WHAT IS BEING ASKED:
Within the data below, copy each line where the string "before" is found.

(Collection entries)
--------------------------------------------------

PR #4664, opened 2020-12-16
luci-app-babeld: add babeld overview

PolynomialDivision:
Add overview of babeld status, xroutes and routes.

### DIFF
--- a/applications/luci-app-babeld/Makefile
+++ b/applications/luci-app-babeld/Makefile
@@ -1,0 +1,10 @@
+include $(TOPDIR)/rules.mk
+
+LUCI_TITLE:=LuCI support for babeld
+LUCI_DEPENDS:=+babeld +luci-compat
+LUCI_PKGARCH:=all
+
+include ../../luci.mk
+
+# call BuildPackage - OpenWrt buildroot signature
+
--- a/applications/luci-app-babeld/luasrc/model/cbi/babeld.lua
+++ b/applications/luci-app-babeld/luasrc/model/cbi/babeld.lua
@@ -1,0 +1,127 @@
+m = Map("babeld", translate("Babeld Overview"))
+m.pageaction = false
+
+s = m:section(NamedSection, "__babeldoverview__")
+
+function s.render(self, sid)
+	local tpl = require "luci.template"
+
+	tpl.render_string([[
+		<%
+		local utl = require "luci.util"
+		local v6_port = 33123
+		-- FIXME: check if call is correct
+		local dump = utl.exec("(echo dump | nc ::1 %d)" % v6_port)
+		local t = {}
+
+		for strline in string.gmatch(dump, "[^\n]+") do
+			t[#t+1] = strline;
+		end
+
+		local babel_version = t[1]
+		local babeld_version = t[2]
+		local babeld_host = string.split(t[3], " ")[2]
+		local babeld_id = string.split(t[4], " ")[2]
+		local babeld_status = t[5]
+
+		%>
+		<div class="cbi-section-node">
+			<h3>Babel-Info</h3>
+			<div class="table" id=babel_status_main">
+				<div class="tr table-titles">
+					<div class="th">Version</div>
+					<div class="th">Version-Daemon</div>
+					<div class="th">Host</div>
+					<div class="th">ID</div>
+					<div class="th">Status</div>
+				</div>
+				<div class="tr">
+					<div class="td"><%= babel_version %></div>
+					<div class="td"><%= babeld_version %></div>
+					<div class="td"><%= babeld_host %></div>
+					<div class="td"><%= babeld_id %></div>
+					<div class="td"><%= babeld_status %></div>
+				</div>
+			</div>
+		</div>
+		
+		<%
+		local xroutes = {}
+		for key,value in ipairs(t) do
+			if string.match(value, "xroute") then
+				xroutes[#xroutes+1] = value
+			end
+		end
+		%>
+
+		<div class="cbi-section-node">
+			<h3>X-Routes</h3>
+			<div class="table" id=babel_overview_xroute">
+				<div class="tr table-titles">
+					<div class="th">Route</div>
+					<div class="th">Prefix</div>
+					<div class="th">From</div>
+					<div class="th">Metric</div>
+				</div>
+				<%
+				for key,route in ipairs(xroutes) do
+					local route_sep = string.split(route," ")
+				%>
+					<div class="tr">
+						<div class="td"><%= route_sep[3] %></div>
+						<div class="td"><%= route_sep[5] %></div>
+						<div class="td"><%= route_sep[7] %></div>
+						<div class="td"><%= route_sep[9] %></div>
+					</div>
+				<%
+				end
+				%>
+			</div>
+		</div>
+		
+		<%
+		local routes = {}
+		for key,value in ipairs(t) do
+			if string.match(value, "add route") then
+					routes[#routes+1] = value
+			end
+		end
+		%>
+
+		<div class="cbi-section-node">
+			<h3>Routes</h3>
+			<div class="table" id=babel_overview_route">
+				<div class="tr table-titles">
+					<div class="th">Prefix</div>
+					<div class="th">From</div>
+					<div class="th">Installed</div>
+					<div class="th">ID</div>
+					<div class="th">Metric</div>
+					<div class="th">Ref-Metric</div>
+					<div class="th">Via</div>
+					<div class="th">Interface</div>
+				</div>
+				<%
+				for key,route in ipairs(routes) do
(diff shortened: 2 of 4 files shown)


PolynomialDivision:
babeldapp

PolynomialDivision:
Fixed Typo

feckert (changes requested):
Thanks for your contribution. See my comments-

* space vs. tabs in controller babeld.lua or change controller to menu.d json that would be better. Please have a look at https://github.com/openwrt/luci/blob/master/applications/luci-app-clamav/root/usr/share/luci/menu.d/luci-app-clamav.json
* Missing new line for babeld_network.lua

This is a status page. So why not move them to the status menu entry?
I could also imagine to add a polling to update this page?
But this can also be done afterwards.

I am not familiar with babld.
So what kind of command is this and where does the data come from?
https://github.com/openwrt/luci/pull/4664/files#diff-1dde564372ff1363073d8c79269ca9f57f5bf1b7527ec17e545d834cb2b5cf36R13

PolynomialDivision:
@feckert Thanks for your comments. Currently, I'm adding ubus bindings to babeld.
 That is why I maybe will refactor that again and will include your changes. ;)

PolynomialDivision:
>     * space vs. tabs in controller babeld.lua or change controller to menu.d json that would be better. Please have a look at https://github.com/openwrt/luci/blob/master/applications/luci-app-clamav/root/usr/share/luci/menu.d/luci-app-clamav.json

Changed.

>     * Missing new line for babeld_network.lua

Changed.

> This is a status page. So why not move them to the status menu entry?

What do u mean with that?

>  So what kind of command is this and where does the data come from?

From the local socket from babeld. Actually, I made a PR addding ubus bindings:
https://github.com/openwrt-routing/packages/pull/630

Since, this is still under discussion I would appreciate, if we could merge this app without ubus support, and then if the ubus bindings are there, I can rewrite. :)

PolynomialDivision:
@feckert Sry, just saw that code formating is not correct. I will change that.

PolynomialDivision:
Okay. Tested everything and fixed code format. I'm finished. :)

applications/luci-app-babeld/Makefile
```diff
@@ -0,0 +1,10 @@
+include $(TOPDIR)/rules.mk
+
+LUCI_TITLE:=LuCI support for babeld
+LUCI_DEPENDS:=+babeld +luci-compat +luci-lib-json
```
feckert, line 4: Do we need luci-lib-json?

applications/luci-app-babeld/luasrc/model/cbi/babeld.lua
```diff
@@ -0,0 +1,126 @@
+m = Map("babeld", "Babeld Overview", translate("Babeld Overview"))
```
feckert, line 1: The translation is missing from the second argument in the function. This is the heading of the section. The question is then only do you need the third argument in the function. This is usually used to describe the section more precisely. Just have a look at the other map functions in lua in the repo.

applications/luci-app-babeld/root/usr/share/luci/menu.d/luci-app-babeld.json
```diff
@@ -0,0 +1,13 @@
+{
+	"admin/services/babeld": {
```
feckert, line 2: I have mentioned this before but I don't think you understood me ( I remember that you asked about). I think the overview is better kept in the status menu tree for bable than in the configuration. You only show status information here, it is not configuration page. See this for example https://github.com/openwrt/luci/blob/be49059e4d4ce156cfdf1b0240b05072b495d882/applications/luci-app-wireguard/root/usr/share/luci/menu.d/luci-app-wireguard.json#L2

applications/luci-app-babeld/luasrc/model/cbi/babeld.lua
```diff
@@ -0,0 +1,126 @@
...
+s = m:section(NamedSection, "__babeldoverview__")
+
+function s.render(self, sid)
+	local tpl = require "luci.template"
+
+	tpl.render_string([[
+		<%
+		local utl = require "luci.util"
+		local v6_port = 33123
+			local dump = utl.exec("(echo dump | nc ::1 %d)" % v6_port)
```
feckert, line 13: There the indentation does not fit.
I believe that the echo before dump is not necessary.
Is the command really called dump?

applications/luci-app-babeld/luasrc/model/cbi/babeld.lua
```diff
@@ -0,0 +1,126 @@
...
+					<div class="td"><%= babeld_version %></div>
+					<div class="td"><%= babeld_host %></div>
+					<div class="td"><%= babeld_id %></div>
+					<div class="td"><%= babeld_status %></div>
+				</div>
+			</div>
+		</div>
+		
+		<%
+		xroutes = {}
```
feckert, line 48: local missing

applications/luci-app-babeld/luasrc/model/cbi/babeld.lua
```diff
@@ -0,0 +1,126 @@
...
+						<div class="td"><%= route_sep[9] %></div>
+					</div>
+				<%
+				end
+				%>
+			</div>
+		</div>
+		
+		<%
+		routes = {}
```
feckert, line 82: local missing

applications/luci-app-babeld/luasrc/model/cbi/babeld.lua
```diff
@@ -0,0 +1,126 @@
...
+					<div class="th">ID</div>
+					<div class="th">Metric</div>
+					<div class="th">Ref-Metric</div>
+					<div class="th">Via</div>
+					<div class="th">Interface</div>
+				</div>
+				<%
+				for key,route in ipairs(routes) do
+					local route_sep = string.split(route," ")
+				%>
```
feckert, line 106: If the variable is not defined and has no content, do we not want to display `-`?
I am not familiar with bable, so I don't know if this can happen when the information gets dumped

feckert (changes requested):

feckert:
> Okay. Tested everything and fixed code format. I'm finished. :)

Looks good so far. Except for my comments.

applications/luci-app-babeld/luasrc/model/cbi/babeld.lua
PolynomialDivision: Is the command really called dump?
 
 Yes. ;)

applications/luci-app-babeld/luasrc/model/cbi/babeld.lua
PolynomialDivision: that should not happen

PolynomialDivision:
Compile again and tested! :D Thanks a lot. I have to update my other luci apps accordginly to this. ;)

PolynomialDivision:
statusbabeld cleaned

applications/luci-app-babeld/luasrc/model/cbi/babeld.lua
```diff
@@ -0,0 +1,126 @@
...
+s = m:section(NamedSection, "__babeldoverview__")
+
+function s.render(self, sid)
+	local tpl = require "luci.template"
+
+	tpl.render_string([[
+		<%
+		local utl = require "luci.util"
+		local v6_port = 33123
+		local dump = utl.exec("(echo dump | nc ::1 %d)" % v6_port)
```
feckert, line 13: You still owe me an answer. Is the `echo` necessary?

PolynomialDivision: Yes. If I remove it, the output is not correct? Or is there another way? I copied that from luci-app-olsr ;)

PolynomialDivision: So I tested it. And it did not work.

feckert: I think you need to redirect stdout or stderr.
I think the echo is not necessary here.
But as I said, I can't try it out.
You can write the difference in a file.

But that should not bother use. It's just an extra fork that I think is not neccessary.
Maybe we should write a FIXME comment above it.
If someone has the time and the inclination, they can take another look at it.

PolynomialDivision: Added fixme comment. I will rewrite that when we have IPC via ubus merged. :)

PolynomialDivision:
I can not klick on request re-view. ;)
So I mention you again @feckert .

Thanks for the quick responses and the nice code review. :) This will not be the last commit to the babeld app. :)

feckert (approved):

feckert:
Thanks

--------------------------------------------------

TASK ANSWER:
feckert, line 2: I have mentioned this before but I don't think you understood me ( I remember that you asked about). I think the overview is better kept in the status menu tree for bable than in the configuration. You only show status information here, it is not configuration page. See this for example https://github.com/openwrt/luci/blob/be49059e4d4ce156cfdf1b0240b05072b495d882/applications/luci-app-wireguard/root/usr/share/luci/menu.d/luci-app-wireguard.json#L2
I believe that the echo before dump is not necessary.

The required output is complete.